Now for some shitty philosiphical rambling of mine:
Historically, games didn't run on actual Operating Systems. At best you'd get a BIOS or DOS-like API and that was it, or you'd get a library to just directly interface with the hardware.
Games would then have to implement their own version of a user interface: The menus, the keyboard, the HUD and all that stuff.
Operating Systems are made to provide a user interface to run a lot of programs in, and to provide those programs with all the things they need to provide a user interface, be it graphical or text-mode.
Thing is, even though games now run on Operating Systems, they still tend to reimplement their own user interface. That is often because the game "is" the interface, and because the interface has to be different depending on the game, to provide the functionality the game needs.

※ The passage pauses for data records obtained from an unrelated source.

PR #1002, opened 2022-09-12
fix: reading JsonPropertyAttributes for external types

IvanJosipovic:
This PR fixes mapping JsonPropertyAttributes to YamlDotNet Property Names for external types.

Currently, "WithOverridesFromJsonPropertyAttributes" only maps JsonPropertyAttributes in the KubernetesClient.Models assembly.

PR #1003, opened 2022-09-12
System.Text.Json support for YamlDotNet

IvanJosipovic:
This PR integrates a new library [YamlDotNet.System.Text.Json](https://github.com/IvanJosipovic/YamlDotNet.System.Text.Json) which allows YamlDotNet to de/serialize System.Text.Json objects and handles its attributes.

- fix: reading JsonPropertyAttributes for external types
  - Currently KubernetesYaml only reads JsonProperyAttributes for types in the [KubernetesClient.Models Assembly](https://github.com/kubernetes-client/csharp/blob/13cc644293afd587556c7b0f07828c940f202fbb/src/KubernetesClient.Models/KubernetesYaml.cs#L256)
- feat: support yaml de/serialization of JsonElement/JsonDocument/JsonObject etc
  - Allows the client to support Generic objects which are needed to support CRDs with XKubernetesPreserveUnknownFields
  ```csharp
  public class GenericObject : IKubernetesObject<V1ObjectMeta>
  {
      public string ApiVersion { get; set; }
      public string Kind { get; set; }
      public V1ObjectMeta Metadata { get; set; }
      public JsonObject Spec { get; set; }
  }
  ```

### DIFF
--- a/src/KubernetesClient.Models/KubernetesClient.Models.csproj
+++ b/src/KubernetesClient.Models/KubernetesClient.Models.csproj
@@ -15,5 +15,6 @@
     <PackageReference Include="AutoMapper" Version="10.1.1" />
     <PackageReference Include="Fractions" Version="7.1.0" />
     <PackageReference Include="YamlDotNet" Version="12.0.0" />
+    <PackageReference Include="YamlDotNet.System.Text.Json" Version="1.0.0" />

Yes, it'd still be possible to use the Operating System's interfaces, and adapt them to your needs, but it just isn't as convenient, especially when going cross-platform.
Since games provide their own user interface, and draw most of everything on their own, they barely even need the Operating System. With just a screen to draw on, a way to load files, a way to reproduce sounds, and a way to get input from the user, you'd already get very far in creating a game.
This is why I find it stupid to try to deal with the Operating System you're running on if you're making a game. SDL is a very simple library, that provides you with all you need to create a game, and additionally gives you a lot of optimization by using the hardware to it's fullest. Since games rely very little on the Operating System, a game can almost be fully written in SDL, and SDL itself is very easy to port to new platforms (and has been done so numerous times). This grants you a lot of portability, which is a really nice bonus.

Oh, it already has a working linux port. The only part that doesn't work is vulkan because i haven't been able to work on that on a computer that can run vulkan programs, but I have the OpenGL renderer ported.

I think you're absolutely correct about how games interact with operating systems, in that they are like an OS within an OS, but, writing platform specific code is needed to squeeze all the features you might want. X windows and Win32 are actually implemented in very similar ways, so there was no fundamental difference in the structure of my program's linux port, because X works so similarly to windows. But its true that in game programming, the OS can get in the way a lot.

Note that a lot of 'optimizing for games' consists of literally overriding those games programmers own instructions. Game devs write shit that runs slow, so nvidia(I dont know if amd does this as well) explicitly changes those games behavior to make them faster.

I actually really miss the days, back when the first windowing environments came out, when games integrated into the native GUI like other applications, allowing players to fit it into their preferred style of use.

Nowadays, even something as simple as using larger or multiple monitors is barely supported even by the most PC-native strategy and simulator games.

Was that integrated in the game or did someone pick the name?

can I pci pass through play games on Linux and then also use my dualshock 4 controller on the game in the vm? even if no native ds4 support and I need to get some program to make it useable?

If you have two GFX cards you can use the secondary one for GPU passthrough and USB (i guess) passthrough for your controller.

I think USB passthrough might require a separate host adapter for some low-level stuff, like sound does.